* [Input records]
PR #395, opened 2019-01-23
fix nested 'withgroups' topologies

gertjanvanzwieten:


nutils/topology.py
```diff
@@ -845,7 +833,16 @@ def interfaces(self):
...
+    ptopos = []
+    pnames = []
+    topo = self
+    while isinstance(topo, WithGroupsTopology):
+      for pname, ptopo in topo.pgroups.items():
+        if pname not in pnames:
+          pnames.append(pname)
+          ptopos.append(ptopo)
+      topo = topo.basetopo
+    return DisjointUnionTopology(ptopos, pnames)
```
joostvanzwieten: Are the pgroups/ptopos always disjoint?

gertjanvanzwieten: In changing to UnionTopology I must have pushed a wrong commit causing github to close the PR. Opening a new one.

==

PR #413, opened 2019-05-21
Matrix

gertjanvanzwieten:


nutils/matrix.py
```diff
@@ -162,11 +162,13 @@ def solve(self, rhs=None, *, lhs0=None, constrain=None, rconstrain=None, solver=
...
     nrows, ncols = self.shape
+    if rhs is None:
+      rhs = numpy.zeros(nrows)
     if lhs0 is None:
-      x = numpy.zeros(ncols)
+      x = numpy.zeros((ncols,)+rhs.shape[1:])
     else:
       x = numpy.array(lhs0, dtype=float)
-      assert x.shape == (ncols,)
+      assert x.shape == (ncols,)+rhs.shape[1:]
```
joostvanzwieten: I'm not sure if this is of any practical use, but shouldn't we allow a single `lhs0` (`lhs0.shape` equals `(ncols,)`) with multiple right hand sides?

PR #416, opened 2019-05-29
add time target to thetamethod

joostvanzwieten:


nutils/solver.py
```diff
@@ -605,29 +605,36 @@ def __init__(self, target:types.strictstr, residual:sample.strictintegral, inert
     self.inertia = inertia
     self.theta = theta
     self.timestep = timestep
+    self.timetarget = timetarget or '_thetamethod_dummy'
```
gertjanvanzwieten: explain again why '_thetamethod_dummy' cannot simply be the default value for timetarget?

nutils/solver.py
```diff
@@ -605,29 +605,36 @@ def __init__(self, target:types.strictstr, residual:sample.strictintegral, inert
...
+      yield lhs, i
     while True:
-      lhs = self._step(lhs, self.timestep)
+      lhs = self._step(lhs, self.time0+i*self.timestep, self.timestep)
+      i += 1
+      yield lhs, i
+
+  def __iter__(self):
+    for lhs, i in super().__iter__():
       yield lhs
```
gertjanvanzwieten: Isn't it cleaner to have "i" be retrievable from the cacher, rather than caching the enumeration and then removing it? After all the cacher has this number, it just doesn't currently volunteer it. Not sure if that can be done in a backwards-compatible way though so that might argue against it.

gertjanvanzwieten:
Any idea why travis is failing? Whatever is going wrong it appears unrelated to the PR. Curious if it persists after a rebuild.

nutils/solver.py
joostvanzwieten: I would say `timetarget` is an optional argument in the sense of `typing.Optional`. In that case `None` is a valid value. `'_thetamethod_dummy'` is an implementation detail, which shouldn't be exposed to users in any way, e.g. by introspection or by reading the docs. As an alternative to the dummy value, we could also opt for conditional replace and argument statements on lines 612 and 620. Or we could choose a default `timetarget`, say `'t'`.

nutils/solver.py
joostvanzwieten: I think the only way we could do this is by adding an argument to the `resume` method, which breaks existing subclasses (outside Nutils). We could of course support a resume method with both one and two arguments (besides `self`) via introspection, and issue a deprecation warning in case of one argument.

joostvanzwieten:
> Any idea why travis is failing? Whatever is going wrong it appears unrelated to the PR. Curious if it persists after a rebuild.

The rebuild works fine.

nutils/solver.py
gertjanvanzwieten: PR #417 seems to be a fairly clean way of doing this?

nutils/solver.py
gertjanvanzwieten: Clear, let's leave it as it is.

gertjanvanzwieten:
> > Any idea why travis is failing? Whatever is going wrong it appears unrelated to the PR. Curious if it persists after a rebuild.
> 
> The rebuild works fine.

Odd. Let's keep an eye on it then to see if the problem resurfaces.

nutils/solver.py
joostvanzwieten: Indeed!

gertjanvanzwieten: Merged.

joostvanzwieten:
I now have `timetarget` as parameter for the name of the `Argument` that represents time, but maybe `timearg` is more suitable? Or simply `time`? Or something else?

* [Assignment]
Return each line of the material above in which the string "default" appears.

* [Solved problem]
gertjanvanzwieten: explain again why '_thetamethod_dummy' cannot simply be the default value for timetarget?
joostvanzwieten: I would say `timetarget` is an optional argument in the sense of `typing.Optional`. In that case `None` is a valid value. `'_thetamethod_dummy'` is an implementation detail, which shouldn't be exposed to users in any way, e.g. by introspection or by reading the docs. As an alternative to the dummy value, we could also opt for conditional replace and argument statements on lines 612 and 620. Or we could choose a default `timetarget`, say `'t'`.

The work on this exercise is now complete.